What is arthroscopic surgery?
In addition to simply looking inside, a doctor can use fine instruments which are also passed into the joint through a small incision in the skin (‘keyhole surgery’). These instruments are used to cut, trim, biopsy, grab, etc, inside the joint. Arthroscopic surgery can be used for various procedures which include:
- Taking out small bits of bone or cartilage that have broken off into the joint space.
- Repairing or taking out torn ligaments.
- Removing damaged cartilage.
- Removing inflamed synovium.
About 17 in 20 arthroscopic procedures are done on the knee joint, about 2 in 20 involve the shoulder, and a small number are done on other joints including the ankle, elbow, wrist and hip.
Arthroscopic surgery can often treat or repair joints without the need for a more traditional open surgery of a joint, which involves a large cut. As a rule, compared with traditional surgery of a joint, with arthroscopic surgery there is usually:
- Less pain following the procedure.
- Less risk of complications.
- A shorter hospital stay (it is often done as a day-case procedure).
- A quicker recovery.
How is it done?
Arthroscopy and arthroscopic surgery may be done under local or general anaesthesia. The type of anaesthesia chosen depends on the joint being examined, and various other considerations. The skin over the joint will be cleaned. You will be asked to adopt a position best suited for the procedure.
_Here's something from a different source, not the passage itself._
PR #5315, opened 2017-07-24
ISPN-7919 Expose ResponseCollector in the RpcManager interface

danberindei:
https://issues.jboss.org/browse/ISPN-7919
https://issues.jboss.org/browse/ISPN-8120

For example, you may need to lie on your back with your knee bent for knee procedures, or lie on your side for shoulder procedures, etc. For arthroscopy of the knee a tourniquet (pressure band) may be put round the upper part of the leg to restrict blood flow.
The surgeon makes a small incision (cut) next to the joint – just a few millimetres long. The arthroscope is pushed through the incision into the joint. An arthroscope used for the knee joint is about the width of a pencil. A thinner one is used for smaller joints such as the wrist and ankle. One or more separate incisions are made to push a thin examining probe into the joint, or fine instruments which are used for surgery, or fluid to make viewing easier and to flush out the joint.
The arthroscope transmits pictures through a camera attachment on to a TV monitor. By looking at the monitor, the surgeon can see inside the joint, including the ends of the probe or operating instruments. So, for much of the time, the surgeon is watching the TV monitor to guide him or her as he or she manipulates the instruments within the joint.
When the procedure is finished, the arthroscope and other instruments are removed. The incisions may need a stitch or two, but stitches are often not needed as the incisions are so small. A sterile dressing is put over the incisions. An ice pack may be applied for a while to minimise any swelling. Depending on what was done and the problem you have, a knee joint may then be covered with a large bandage or other knee support.
Many people can go home shortly after the procedure. The type of problems differ. Therefore, instructions for follow-up and what you should and should not do will be given to you by a doctor or nurse. (For example, if you should have physiotherapy, or if you should rest, or if you should exercise, etc.)
Are there any possible complications?
In most cases the procedure is done without any problems. Complications are generally rare but can include:
- Accidental damage to structures inside or near to the joint.
- Excessive bleeding inside the joint which can cause a lot of swelling and pain.
- Infection within the joint – this can be serious.
- As with any operation, there is a risk of allergy to local anaesthetics, or complications of anaesthesia if a general anaesthetic is used.
After arthroscopy or arthroscopic surgery, see a doctor urgently if you:
- Have pain or swelling in the joint which gets worse. In particular, if the joint is also hot, tender and red. (This may indicate bleeding or infection in the joint.)
- Develop a high temperature.
- See fluid, pus or blood coming from the site of the incision.
- Develop numbness or tingling near to the joint (which may indicate nerve damage).